Serena Van Der Woodsen e Blair Wooldorf non abitano più qui. Carrie Bradshow si è trasferita nel Village e le città filmate da Woody Allen sono diventate quelle europee. La Manhattan di Il diavolo veste Prada si è colorata di grigio, niente tacchi a spillo e vestiti d’alta moda, niente Holly Golightly a fare colazione in abito da sera davanti a Tiffany&co. Per me ora è come se esistessero due New York, una è quella che tutti noi televictim europei conosciamo, che amiamo, che sogniamo e vogliamo, una New York che nasce da vari film e telefilm, da libri e da racconti. E l’altra è quella vera.
La prima Manhattan è una sorta di mondo delle idee platonico, perfetta, immutabile nei suoi miti, non soggetta al tempo, senza errori. Mentre l’altra è come il mondo sensibile: si ispira alle idee, ma non le può riprodurre esattamente, le rispecchia, ma non ne coglie la perfezione, piuttosto presenta errori, imperfezioni: le strade sporche, i mendicanti, le orde di turisti irruenti, lo smog, le bancarelle che vendono di tutto agli incroci e sulle strade più trafficate, i suonatori ambulanti, gli alberi spogli e le recinzioni di Central Park.

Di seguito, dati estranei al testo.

PR #689, opened 2023-07-23
fix(OpenAIClient): resolve null pointer exception in tokenizer management

ywkim:
In this PR, we have tackled a null pointer exception that was emerging from the handling of tokenizers. The bug was manifested with the error message "null pointer passed to rust", which occurred when multiple instances of `OpenAIClient` were sharing the same instances of `Tiktoken`. This led to scenarios where one instance had freed a tokenizer while another instance was still referencing it.

In order to address this issue, we have made modifications to ensure that tokenizers are managed effectively. Now, each instance picks a tokenizer based on its state and we maintain a count of the number of times the tokenizer has been called. When the count reaches a certain threshold, all tokenizers in the cache are freed, thus preventing any instance from accessing a freed tokenizer.

This approach successfully addresses the null pointer exception and improves the stability of tokenizer management.

## Type of change

## How Has This Been Tested?

Unit tests have been added to verify the changes. The tests simulate scenarios where multiple instances of `OpenAIClient` are created and interact with the tokenizer cache. The tests ensure that the new tokenizer management strategy correctly handles these situations and prevents null pointer exceptions. This scenario would previously result in a Null Pointer Exception. With the modifications in this PR, the issue no longer occurs.

## Checklist:

### DIFF
--- a/api/app/clients/OpenAIClient.js
+++ b/api/app/clients/OpenAIClient.js
@@ -6,7 +6,10 @@ const {
 } = require('@dqbd/tiktoken');
 const { maxTokensMap, genAzureChatCompletion } = require('../../utils');
 
+// Cache to store Tiktoken instances
 const tokenizersCache = {};
+// Counter for keeping track of the number of tokenizer calls
+let tokenizerCallsCount = 0;
 
 class OpenAIClient extends BaseClient {
   constructor(apiKey, options = {}) {
@@ -89,7 +92,6 @@ class OpenAIClient extends BaseClient {
     this.chatGptLabel = this.options.chatGptLabel || 'Assistant';
 
     this.setupTokens();
-    this.setupTokenizer();
 
     if (!this.modelOptions.stop) {
       const stopTokens = [this.startToken];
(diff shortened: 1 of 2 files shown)


techwithanirudh (approved):
Looks good to me! I was experiencing the same issue.

danny-avila (approved):

danny-avila:
Excellent work, thank you @ywkim. I inherited the original design for tokenizer management, and only improved it where I ran into issues. Before, the tokenizer would never get freed and would cause issues with too many simultaneous users.

I never had this null pointer issue, but I'm glad you could address it! Especially thankful for the tests you added, too.

It's worth mentioning why I have them reset at 25. If a tokenizer is freed after every encoding, or even after one message request, the entire process slows down to a crawl. If they are never freed, there are strange bugs as encountered in the original design, since tokenization is designed to be freed after every encoding or "session" of encoding.

I understand the logic switch to select the tokenizer rather than initialize on every new client, and thank you for simplifying the token counting logic.

I just need to run some resource tests on your branch but should be fine!

danny-avila:
Performance is comparable to before with a stress test, thank you again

Quando sono atterrata al JFK e ho preso un taxi, fremevo dall’eccitazione, perché, di li a poco, sarei entrata a fare parte di quel mondo che tanto affascina, me come tutti, con i grattacieli svettanti e scintillanti e le strade simili a delle passerelle di alta moda. Immaginavo persino che avrei preso parte agli intrighi di Gossip Girl, incontrato i veri protagonisti di quel mondo dorato e velenoso, così diverso e, allo stesso tempo, simile, per certi versi, al mio. Credevo che New York sarebbe stata affascinata da me, come io lo ero stata così tante volte da lei. Non avevo tenuto conto del fatto che io non ero mai stata ammaliata dalla vera New York, ma dal suo riflesso filtrato dei film, dalla sua gemella, molto più sparkling di lei. Ma soprattutto non avevo tenuto conto del fatto che i film non sono la realtà: la frammentano, la cambiano, ne mostrano alcune parti, alcuni luoghi, ne dissezionano dei tratti. E così avevano fatto con New York.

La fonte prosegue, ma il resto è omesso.